**Required work**
Your reply should hold only the lines from the records below where "successfully" occurs.
━━ Data excerpts
Issue #6659, opened 2020-09-29
Fix breaking error when loading popup of feature without permission information 


chiatt:
If a selected feature has no 'permission' data, then an error is thrown preventing the card from working properly. 
![image.png](https://images.zenhubusercontent.com/57d0a2a4e40e5714b16e73d7/d94fa56b-6290-4a11-bde0-df805b39cb37)

PR #6660, opened 2020-09-29
Moves permission logic from template to view model re #6659

chiatt:
Moves permission logic from template to view model and handles for error when permissions are not a JSON string. re #6659


chrabyrd:
had to change a call to ko.unwrap to unbreak the search page, but beyond that everything's looking and working well

chrabyrd (approved):

PR #6671, opened 2020-10-01
Removes check for absolute paths when loading related resources

chiatt:
Removes check for absolute path when loading related resources because relative paths are supported.


apeters (approved):
this looks good.  I'm so happy to be rid of the "isabs" check!

Issue #6473, opened 2020-07-30
Localize javascript files


chiatt:
Strings in JavaScript files also need to be localized
- localize client side files
    - mobile-survey-designer.js
    - map-editor.js
    - mobile-survey.js
    - resource-instance-select.js
    - workflow.js
    - more???

PR #6672, opened 2020-10-02
6473 localize js and .py files

apeters:
re #6473 

I think the best way to test this is just to confirm that the strings in the .js files have been moved over to using translated variables


chrabyrd:
Couldn't get this to repro. I can go through the pattern of translating the new strings and changing the app's language settings, but I can't get the end-user to see the updated strings. 

Current pattern is to change the map-tools strings (Add Line, Add Point, Add Polygon) and interact with the dropdown in Editor view with a map card. Happy to touch base synchronously or asynchronously to explain further

chrabyrd (changes requested):
Got this thing to successfully repro, but I'm noticing failing tests on Travis? If those are unrelated then this should be g2g

chrabyrd (approved):

chrabyrd:
ya tests are passing now and everything looks good 👍 .

Issue #6675, opened 2020-10-02
Export email link incorrect


csmith-he:
**Describe the bug**

The link within the email sent for a completed export contains a UUID (the export session UUID?) rather than a link to the ZIP file for download.

**To Reproduce**
1. Go to Search and zoom to a scale where you can see resource geometry on the map
2. Open Filter
3. Select 'Search by Map Extent' from the 'Select a filter' dropdown list
4. Close Filter and Open 'Search Export'
5. Retain all default values and enter your email address
6. Click Download button
7. Wait for email to be received and hover over the 'Download Now' link
4. See UUID rather than a valid link to a ZIP file

**Screenshots**
![image](https://user-images.githubusercontent.com/38533555/94945131-1ceefe00-04d2-11eb-81a7-aed61e76336e.png)

**Expected behavior**
The link would be to a ZIP file in the files folder for the Arches installation

**Your Arches Information**

*   Version used: stable 5.0.x
*   Operating System and version (desktop or mobile): Windows 10 Desktop
*   Browser Name and version: Chrome 85.0.4183.121 (Official Build) (64-bit)

**Additional context**
We have a fix in place in our application - this is us feeding the fix back to Arches Core now we know it works.

**Ticket Background**
*   Found by:  Historic England

csmith-he:
I'll send in a pull request for the fix next Monday

chiatt:
Resolved in #6677

PR #6677, opened 2020-10-05
Add email_link for href tag in export notify email

csmith-he:
As per bug #6675 , the e-mail template now uses email_link in the href tag so the URL where the export files are held can be accessed rather than just returning a UUID.

Passed unit tests run on local copy of code.


csmith-he:
@chiatt - bug fix for export email

Issue #6679, opened 2020-10-05
localize concept dropdowns so that the value displayed is the preflabel in the users chosen language 


apeters:
If someone saves a concept called "Concept 1" (in English) for a resource then show the Spanish version (if it exists) of the concept if the user is viewing the data in Spanish.

Always default to the preflabel.  EG, if a user has selected a label other than a preflabel, then still just show the preflabel in any other language.

apeters:
QA'd and approved by @chiatt

PR #6681, opened 2020-10-06
use localized concepts in the dropdown, re #6679

apeters:
re #6679


chiatt (approved):
Works as expected. The travis build is failing before tests are run, but tests pass locally. Also, there is a stickler error, but the formatting looks fine.

Issue #6685, opened 2020-10-07
number datatype node values show "None" when actually zero, hidden in report


whatisgalen:
**Describe the bug**

**To Reproduce**
Create a node in a graph that is number datatype. Save an instance where the node value is 0 (zero). Navigate to instance report and verify that the value is hidden altogether. Navigate to resource editor and verify that the node value shows "None" instead of 0 (zero).

**Screenshots**

![Screen Shot 2020-10-07 at 11 09 54 AM](https://user-images.githubusercontent.com/8366985/95370497-b3823d00-088d-11eb-9a35-685bc219710e.png)

**Expected behavior**

Expected behavior: node value should not be hidden in resource report (when "hide empty values" turned "on") *and* node value should show as "0" (zero) in resource editor, not "None"

**Your Arches Information**

*   Version used: master
*   Operating System and version (desktop or mobile): mac OS Catalina
*   Browser Name and version: mozilla firefox
*   Link to your Arches Install (optional):

**Additional context**

**Ticket Background**
*   Found by: @

PR #6694, opened 2020-10-08
Showing zero in report properly, re #6685

njkim:
### Types of changes

### Description of Change

It resolves the issue of consider 0 as null value in number report template, re #6685 
The fix will show zero in report instead of None and does not hide as null value when Hide_Null_Value = True

### Issues Solved

#6685 

### Checklist

#### Ticket Background
*   Sponsored by: 
*   Found by: @ 
*   Tested by: @ 
*   Designed by: @


chiatt (approved):
Works as expected

Issue #6693, opened 2020-10-08
if resource-instance name is number, then it comes across as a decimal


adamlodge:
I am linking one resource model to another resource model using the resource-instance datatype.  The name (per descriptor function) of the target model happens to be a number datatype.  The numbers that are the names are always integers, but the name is coming across as a decimal ie "2018.0". The correct display would be "2018".

Question:  Should we be able to configure number datatypes as integers, decimals, etc in the graph designer?

PR #6698, opened 2020-10-09
Add the logic to retain integer type, re #6693

njkim:
### Types of changes

### Description of Change

When an integer is entered to the number data type node, the type will remain the same, re #6693 
instead of being transformed into float

### Issues Solved

#6693 

### Checklist

#### Ticket Background
*   Sponsored by: 
*   Found by: @ 
*   Tested by: @ 
*   Designed by: @


chiatt (approved):
Works as expected

PR #6710, opened 2020-10-14
Related resource map card interface improvements. re #6574

chiatt:
Allows users to control visibility and configure the appearance of selection layer in the related resources map card. Users can also identify related resources using a map intersection with a geometry from a tile with a geojson feature.


apeters (approved):
functionally works as expected, but the UX could use a few improvements.  
EG: it would be nice to add the ability to intersect more than 1 feature.  Also, it would be nice if intersected features didn't clear already selected features.

Issue #6711, opened 2020-10-14
Improve UX in force-directed graph


chrabyrd:
**Describe the bug**

Our force-directed graph clumps new nodes in the upper-left hand corner, and cannot be 'zoomed out' from a scale of 1.0. This UX can be improved.

**To Reproduce**
1. Navigate to the search page
2. Choose a resource instance and press "Related Resources"
3. Interact with the graph

PR #6712, opened 2020-10-14
6711 cbyrd update graph ux

chrabyrd:
### Types of changes

### Description of Change

force-directed graph now has better UX. The double-scroll has been removed, the user can now 'zoom out' to a scale of 0.25, and nodes no longer clump in the upper-left corner. 

An issue remains, if the user selects 'Related Resources' from the search page before the application has completely loaded, some non-breaking incorrect node behavior persists.A good rule of thumb for testing this behavior is if the `Related Resources` link changes the cursor to a pointer. If it's not yet a pointer, the app has not completely loaded and we can observe the incorrect behavior.

### Issues Solved

#6711 

### Checklist


chiatt (approved):
Works as expected

Issue #6723, opened 2020-10-15
If a graph fails to be imported successfully, then it fails silently and the user isn't notified


apeters:
This occurs during package load as well as during graph import via the UI.

An easy way to test this is to load a graph that violates the sibling node naming issue assuming you're on master.

PR #6730, opened 2020-10-16
Inform user that graph failed to load

chiatt:
Informs a user that a graph failed to load and updates error message to notify a user that that graph import may have failed due to duplicate sibling node names or duplicate node names in a card. re #6723


njkim:
Works as expected

PR #6727, opened 2020-10-16
Add .gitignore template

chiatt:
Add a .gitignore template to the project template

PR #6734, opened 2020-10-19
Add migration for basemap and overlay configs

chiatt:
Add migration for basemap and overlay configs for map and related resource cards to support setting the default visible basemap and overlays in a card. re #6727


njkim:
works as expected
━━━━
**Output for this task**
Got this thing to successfully repro, but I'm noticing failing tests on Travis? If those are unrelated then this should be g2g
If a graph fails to be imported successfully, then it fails silently and the user isn't notified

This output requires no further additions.